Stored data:
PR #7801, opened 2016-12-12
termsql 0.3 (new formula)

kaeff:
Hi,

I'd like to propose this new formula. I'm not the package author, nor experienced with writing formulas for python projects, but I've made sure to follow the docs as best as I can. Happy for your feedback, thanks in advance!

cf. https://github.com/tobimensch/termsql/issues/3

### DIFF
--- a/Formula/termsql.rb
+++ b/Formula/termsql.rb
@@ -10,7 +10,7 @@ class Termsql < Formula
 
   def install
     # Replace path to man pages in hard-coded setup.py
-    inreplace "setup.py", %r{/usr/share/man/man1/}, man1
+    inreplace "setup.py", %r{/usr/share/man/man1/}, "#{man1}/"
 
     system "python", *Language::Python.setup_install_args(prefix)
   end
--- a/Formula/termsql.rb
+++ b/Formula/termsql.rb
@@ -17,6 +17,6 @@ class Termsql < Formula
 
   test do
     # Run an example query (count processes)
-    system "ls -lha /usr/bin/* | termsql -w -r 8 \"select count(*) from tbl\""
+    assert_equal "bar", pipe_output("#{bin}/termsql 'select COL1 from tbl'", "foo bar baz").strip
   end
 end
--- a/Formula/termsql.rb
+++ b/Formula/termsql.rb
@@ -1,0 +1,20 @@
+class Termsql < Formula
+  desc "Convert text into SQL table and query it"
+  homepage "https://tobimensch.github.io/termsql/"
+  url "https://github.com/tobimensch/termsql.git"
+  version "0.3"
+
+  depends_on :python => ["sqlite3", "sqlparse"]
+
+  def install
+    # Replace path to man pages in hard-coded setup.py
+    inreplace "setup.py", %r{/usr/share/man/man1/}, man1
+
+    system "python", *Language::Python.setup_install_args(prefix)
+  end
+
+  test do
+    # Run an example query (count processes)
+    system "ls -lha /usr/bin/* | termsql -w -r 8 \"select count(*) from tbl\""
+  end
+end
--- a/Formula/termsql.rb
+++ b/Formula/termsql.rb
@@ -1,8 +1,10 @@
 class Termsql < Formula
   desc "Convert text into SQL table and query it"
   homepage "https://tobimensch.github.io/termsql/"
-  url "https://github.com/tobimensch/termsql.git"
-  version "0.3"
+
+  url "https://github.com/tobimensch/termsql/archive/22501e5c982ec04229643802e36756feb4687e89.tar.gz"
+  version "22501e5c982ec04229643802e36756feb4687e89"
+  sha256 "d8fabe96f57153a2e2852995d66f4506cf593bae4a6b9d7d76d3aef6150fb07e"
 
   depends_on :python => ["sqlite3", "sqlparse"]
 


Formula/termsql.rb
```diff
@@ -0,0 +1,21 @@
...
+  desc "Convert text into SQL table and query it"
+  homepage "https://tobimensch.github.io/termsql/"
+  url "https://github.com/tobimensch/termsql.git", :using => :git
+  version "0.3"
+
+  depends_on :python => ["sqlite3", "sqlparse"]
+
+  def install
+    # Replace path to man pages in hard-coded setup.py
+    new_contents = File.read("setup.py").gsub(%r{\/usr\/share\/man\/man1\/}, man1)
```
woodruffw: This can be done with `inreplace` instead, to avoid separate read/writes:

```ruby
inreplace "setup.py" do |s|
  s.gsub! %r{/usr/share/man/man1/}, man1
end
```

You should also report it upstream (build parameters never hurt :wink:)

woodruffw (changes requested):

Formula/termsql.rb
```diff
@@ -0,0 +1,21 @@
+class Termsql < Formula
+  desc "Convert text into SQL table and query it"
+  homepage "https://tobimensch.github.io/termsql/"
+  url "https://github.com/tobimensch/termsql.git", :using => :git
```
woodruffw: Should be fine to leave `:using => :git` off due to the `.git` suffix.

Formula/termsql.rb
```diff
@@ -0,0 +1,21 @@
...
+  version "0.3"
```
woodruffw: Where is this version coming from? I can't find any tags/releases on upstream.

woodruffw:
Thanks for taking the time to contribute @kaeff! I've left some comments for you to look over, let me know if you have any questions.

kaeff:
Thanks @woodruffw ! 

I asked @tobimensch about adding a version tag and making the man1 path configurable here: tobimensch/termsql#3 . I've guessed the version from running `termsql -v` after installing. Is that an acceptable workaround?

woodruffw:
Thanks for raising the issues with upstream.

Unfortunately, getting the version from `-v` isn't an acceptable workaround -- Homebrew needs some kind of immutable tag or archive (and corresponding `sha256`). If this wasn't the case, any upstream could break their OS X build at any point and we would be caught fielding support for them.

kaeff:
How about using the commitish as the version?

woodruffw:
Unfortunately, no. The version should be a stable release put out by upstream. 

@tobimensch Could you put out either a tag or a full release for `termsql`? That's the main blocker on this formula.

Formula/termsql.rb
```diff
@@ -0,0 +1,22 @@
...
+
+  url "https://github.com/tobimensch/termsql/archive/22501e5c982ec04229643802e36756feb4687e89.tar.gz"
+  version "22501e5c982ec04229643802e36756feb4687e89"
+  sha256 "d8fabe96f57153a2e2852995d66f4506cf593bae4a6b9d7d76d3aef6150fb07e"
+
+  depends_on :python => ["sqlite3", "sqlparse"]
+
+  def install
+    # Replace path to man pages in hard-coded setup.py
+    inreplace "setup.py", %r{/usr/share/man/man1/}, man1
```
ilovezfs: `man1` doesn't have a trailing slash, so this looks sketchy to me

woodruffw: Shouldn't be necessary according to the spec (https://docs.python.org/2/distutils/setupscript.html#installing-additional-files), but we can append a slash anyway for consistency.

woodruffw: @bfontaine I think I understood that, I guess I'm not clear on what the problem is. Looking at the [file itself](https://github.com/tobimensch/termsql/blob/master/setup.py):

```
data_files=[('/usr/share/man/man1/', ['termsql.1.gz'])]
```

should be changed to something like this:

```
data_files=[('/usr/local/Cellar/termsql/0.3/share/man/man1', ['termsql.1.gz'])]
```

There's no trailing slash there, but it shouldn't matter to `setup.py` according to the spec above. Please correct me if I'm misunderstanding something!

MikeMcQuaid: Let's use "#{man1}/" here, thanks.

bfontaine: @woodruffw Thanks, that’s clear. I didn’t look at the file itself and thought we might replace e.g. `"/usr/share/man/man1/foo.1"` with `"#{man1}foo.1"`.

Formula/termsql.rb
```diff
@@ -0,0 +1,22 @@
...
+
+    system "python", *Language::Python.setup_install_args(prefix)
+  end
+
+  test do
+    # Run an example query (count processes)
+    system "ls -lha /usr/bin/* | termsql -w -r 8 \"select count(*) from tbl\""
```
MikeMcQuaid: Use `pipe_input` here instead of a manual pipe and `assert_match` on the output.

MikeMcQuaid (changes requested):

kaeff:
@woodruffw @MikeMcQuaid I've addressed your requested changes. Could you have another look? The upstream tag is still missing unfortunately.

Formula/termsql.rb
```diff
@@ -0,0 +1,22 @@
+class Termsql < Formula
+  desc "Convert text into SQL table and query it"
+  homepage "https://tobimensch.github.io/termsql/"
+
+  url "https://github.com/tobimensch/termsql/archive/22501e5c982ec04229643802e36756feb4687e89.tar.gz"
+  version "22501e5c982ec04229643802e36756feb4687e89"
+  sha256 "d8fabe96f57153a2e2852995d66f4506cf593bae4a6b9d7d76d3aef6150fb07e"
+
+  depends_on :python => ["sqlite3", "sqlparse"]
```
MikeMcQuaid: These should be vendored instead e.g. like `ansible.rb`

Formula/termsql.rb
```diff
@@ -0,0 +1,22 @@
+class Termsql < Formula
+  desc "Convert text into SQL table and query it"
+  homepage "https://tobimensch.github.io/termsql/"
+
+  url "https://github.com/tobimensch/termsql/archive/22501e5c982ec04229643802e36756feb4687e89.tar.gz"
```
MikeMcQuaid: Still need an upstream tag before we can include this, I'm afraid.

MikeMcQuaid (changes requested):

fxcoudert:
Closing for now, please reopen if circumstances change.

- _EXERCISE AIM_:
Transcribe the records above exactly, beginning at the line that contains "Thanks for taking" and ending with the line that contains "Thanks for raising the issues with upstream.", both included, and nothing else.

- _ANSWER TO THE EXERCISE_:
Thanks for taking the time to contribute @kaeff! I've left some comments for you to look over, let me know if you have any questions.

kaeff:
Thanks @woodruffw ! 

I asked @tobimensch about adding a version tag and making the man1 path configurable here: tobimensch/termsql#3 . I've guessed the version from running `termsql -v` after installing. Is that an acceptable workaround?

woodruffw:
Thanks for raising the issues with upstream.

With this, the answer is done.